Но судьбе было угодно, чтобы я на короткое время отвлекся от моего чувства к Сельви. Дед ласково пенял отцу за то, что я еще не обрезан. Отец, нежно и трепетно любивший меня, все откладывал обряд обрезания, считая, что у меня слабое здоровье, хотя и понимал, что поступает дурно. Дед убедил его в том, что в зрелом возрасте обрезание переносится тяжелее и уговорил проделать этот священный обряд, пока мы гостим в его доме.
— Это будет хороший повод для праздника в вашу честь! — говорил дед.
Речь шла о мужском священнодействии, и строптивая госпожа Зейнаб, часто поступавшая наперекор желаниям мужа, на этот раз не осмелилась противиться.
Я был немного напуган, но и торжественно настроен. Началась подготовка к церемонии. Мыли, убирали комнаты и залы. В обширном внутреннем дворе жарко запылали жаровни-мангалы. Разнесся вкусный запах жареного мяса. В большом котле кипела жидкая халва.
Помню, как собрались гости, как отец молчал и в его молчании я ощущал тревогу; как Хасан ободрял меня.
— Это быстро! И совсем не так уж больно! Зато ты станешь истинным воином Пророка! — Хасан улыбнулся, смягчая улыбкой торжественность своих слов.
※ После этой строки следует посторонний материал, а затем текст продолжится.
PR #11903, opened 2026-07-20
fix(runtime): file discovery loses concurrent registrations - make bucket lookup-or-insert atomic

h-avsha:
## Overview:

With `--discovery-backend file`, a worker can silently lose some of its endpoint registrations
~10s after a clean startup: the frontend drops the model (`/v1/models` empty, every request
503s) while the worker stays fully healthy, and nothing ever re-registers - only a restart
recovers. We hit this on two consecutive restarts of a single-pod deployment (frontend + vllm
worker sharing `/tmp/dynamo_store_kv`).

Root cause: `get_or_create_bucket` does the `active_dirs` lookup and insert as two separate
locked steps. Concurrent registrations into a brand-new bucket (a worker registering its 3
endpoints within ~300µs is the normal startup sequence) each construct their own `Directory`
with their own empty `owned_files` set; only the last one stays in the map. Files recorded on
the discarded ones are never mtime-refreshed by the keep-alive thread, so the TTL cleanup scan
deletes them 10s later. The only log trace is a single `Expired path=...` INFO line.

## Details:

All changes in `lib/runtime/src/storage/kv/file.rs`:

- `get_or_create_bucket` / `get_bucket`: lookup-or-insert under a single lock via
  `entry(...).or_insert_with_key(...)`, so concurrent callers always share one `Directory`
  (and one `owned_files`). On-disk `create_dir_all` stays outside the lock (idempotent).
- Watcher: match `Modify(Data(_))` instead of only `Modify(Data(DataChange::Content))` - Linux
  inotify reports in-place writes as `DataChange::Any`, so non-rename writers were invisible.
  Keep-alive touches are `Modify(Metadata)` and remain ignored.
- New test `test_concurrent_get_or_create_bucket_returns_one_directory`: 50 rounds × 4
  concurrent registrations into a fresh bucket on a multi-threaded runtime. Fails on the first
  round against the unfixed code - the race is near-deterministic, matching the 2-for-2
  production hit rate.
- New test `test_insert_existing_revision_zero_does_not_take_ownership`: pins the deliberately
  unchanged create-if-absent semantics (a revision-0 `insert` returning `Exists` must not take
  ownership of the winner's file), since ownership is now exactly what decides whether a
  registration survives.

All file-store tests pass; clippy and rustfmt clean.

The two `entry(...).or_insert_with_key(...)` blocks in `get_or_create_bucket` and `get_bucket`
— they are the fix. Then `test_concurrent_get_or_create_bucket_returns_one_directory`, which
demonstrates the race against the old code.

## Related Issues

---

<a href="https://nvidia.devinenterprise.com/review/ai-dynamo/dynamo/pull/11903" target="_blank">
  <picture>
    Open in Devin Review
  </picture>
</a>

## Summary by CodeRabbit

* **Bug Fixes**
  * Improved concurrent file storage access so simultaneous requests for the same bucket consistently share the same storage instance.
  * Improved file watching to detect a broader range of file modification events, ensuring updates are reflected more reliably.
  * Added safeguards and coverage for concurrent bucket creation and file ownership handling.

### DIFF
--- a/lib/runtime/src/storage/kv/file.rs
+++ b/lib/runtime/src/storage/kv/file.rs
@@ -140,11 +140,22 @@ impl Store for FileStore {
                 ));
             }
         } else {
-            // Create
+            // Create. Idempotent, so concurrent callers racing past the fast path
+            // above are fine.
             fs::create_dir_all(&p).map_err(to_fs_err)?;
         }
-        let dir = Directory::new(self.root.clone(), p.clone(), ttl.unwrap_or(DEFAULT_TTL));
-        self.active_dirs.lock().insert(p, dir.clone());
+        // Lookup-or-insert under a single lock: concurrent callers must all get the
+        // SAME Directory. A duplicate Directory has its own owned_files set that the
+        // keep-alive thread never walks, so every file registered through it would
+        // silently expire after TTL.
+        let dir = self
+            .active_dirs
+            .lock()
+            .entry(p)
+            .or_insert_with_key(|p| {
+                Directory::new(self.root.clone(), p.clone(), ttl.unwrap_or(DEFAULT_TTL))
+            })
+            .clone();
         Ok(dir)
     }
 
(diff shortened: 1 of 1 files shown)


PeaBrane (commented):
Thanks for tracking this down. The concurrent bucket-registration race is already fixed on `main` by #11841. That change makes the `active_dirs` entry insertion atomic in both `get_or_create_bucket` and `get_bucket`, and includes `concurrent_bucket_open_shares_ownership_registry`, a barrier-synchronized 32-caller regression test that directly verifies all bucket handles share one ownership registry.

Given that overlap—and the resulting conflict with `main`—I think we can close this PR. The broader `Modify(Data(_))` watcher change is separate from the bucket race and could be proposed independently with watcher-focused coverage if still needed.

rmccorm4:
> Given that overlap—and the resulting conflict with main—I think we can close this PR. The broader Modify(Data(_)) watcher change is separate from the bucket race and could be proposed independently with watcher-focused coverage if still needed.

Closing this PR due to previous comment and 👍 from @h-avsha on it -- feel free to re-open or open a new one as needed and we can help review @h-avsha !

Это действительно оказалось быстро. Но больно было. И пришлось снова лечь в постель. Сначала было даже обидно. Я лежал, мне было больно. А дом гудел весельем, играли музыканты, звучали песни, плясали танцоры. Гости ели вкусное угощение. Но потом праздник пришел ко мне. Я сидел на широкой постели, нарядный, облокотившись на подушки. Музыканты играли в моей комнате. Мне давали все самое вкусное. Каждый спешил сделать мне подарок. Деревянные игрушки, жестяные свистульки, это, конечно, не считая многих дорогих и ценных предметов, пока имевших большую ценность для моих родителей, нежели для меня самого.
Стемнело. Зажгли красивые медные лампы. Решили, что мне надо отдохнуть. Комната моя вновь опустела. Полный новых впечатлений, я и сам не знал, чувствую ли я себя усталым. На какое-то время я остался один. И вдруг... Сердце радостно забилось! Я узнал эти легкие шаги! Сельви!
Она вошла быстро, осторожно и робко — розовый лепесток, гонимый ароматным ветром. На узорах настенного темно-красного ковра заколебалась ее легкая тень.
Мы оба молчали, стесняясь говорить. Наконец она смущенно произнесла:
— Тебе больно?
Трудно описать мое состояние! Разумеется, обо мне заботились мать, отец, брат, няня, но это все было так обыкновенно, даже докучно. Как передать тот восторг, который охватывает душу, когда любимое обожаемое существо проявит хотя бы тень заботы о тебе!
— Нет,— тихо отвечал я.
Она устремила на меня долгий взгляд, серьезный и глубокий.
Затем робко приблизилась к постели и протянула мне короткую снизку голубых бус. Считается, что эти бусы помогают от сглаза. Эти голубые бусы я сохранил и ношу как браслет на запястье. Но тогда я не осмеливался протянуть руку навстречу милому подарку. Сельви положила бусы на одеяло.
— Это тебе,— сказала она тихо-тихо.
— Почему ты пряталась от меня? — невольно вырвалось у меня. — Ты не хотела говорить со мной? Ты не хочешь?